**TRY IT:** Even where a record seems odd, copy it exactly as it appears below.

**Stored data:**
>>

PR #10107, opened 2021-04-30
Support ingest multiple files in one raft command

Little-Wallace:

Issue Number: part of https://github.com/pingcap/tics/issues/1811

Problem Summary:
Tiflash need to transfer sst to tiflash-format file and if lightning just retried ingesting a write-cf file but it did not retry ingesting a default-cf, tiflash will go panic. 

Proposal: [xxx](url) 

What's Changed:

### Related changes

### Check List 

Tests 

- Unit test
- Integration test

Side effects

- Performance regression
    - Consumes more CPU
    - Consumes more MEM

### Release note 
- Support ingesting default-cf and write-cf sst in one raft command.


src/import/sst_service.rs
```diff
@@ -94,6 +96,100 @@ where
...
+                cmd.mut_requests().push(ingest);
+            }
+            cmd.mut_header().set_term(resp_header.get_current_term());
+
+            // Here we shall check whether the file has been ingested before. This operation
+            // must execute after geting a snapshot from raftstore to make sure that the
+            // current leader has applied to current term.
+            for sst in ssts.iter() {
+                if !importer.exist(&sst) {
+                    warn!(
```
glorv, line 170: Is it better to return an error than just ignore it?

Little-Wallace: No.... If I returned an error, lightning may retry again and again......

glorv: Why, if the sst file does not exist, lightning will just write another, this shouldn't cause dead lock

3pointer (commented):
/lgtm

<<

**WRITTEN RESPONSE:**
PR #10107, opened 2021-04-30
Support ingest multiple files in one raft command

Little-Wallace:

Issue Number: part of https://github.com/pingcap/tics/issues/1811

Problem Summary:
Tiflash need to transfer sst to tiflash-format file and if lightning just retried ingesting a write-cf file but it did not retry ingesting a default-cf, tiflash will go panic. 

Proposal: [xxx](url) 

What's Changed:

### Related changes

### Check List 

Tests 

- Unit test
- Integration test

Side effects

- Performance regression
    - Consumes more CPU
    - Consumes more MEM

### Release note 
- Support ingesting default-cf and write-cf sst in one raft command.


src/import/sst_service.rs
```diff
@@ -94,6 +96,100 @@ where
...
+                cmd.mut_requests().push(ingest);
+            }
+            cmd.mut_header().set_term(resp_header.get_current_term());
+
+            // Here we shall check whether the file has been ingested before. This operation
+            // must execute after geting a snapshot from raftstore to make sure that the
+            // current leader has applied to current term.
+            for sst in ssts.iter() {
+                if !importer.exist(&sst) {
+                    warn!(
```
glorv, line 170: Is it better to return an error than just ignore it?

Little-Wallace: No.... If I returned an error, lightning may retry again and again......

glorv: Why, if the sst file does not exist, lightning will just write another, this shouldn't cause dead lock

3pointer (commented):
/lgtm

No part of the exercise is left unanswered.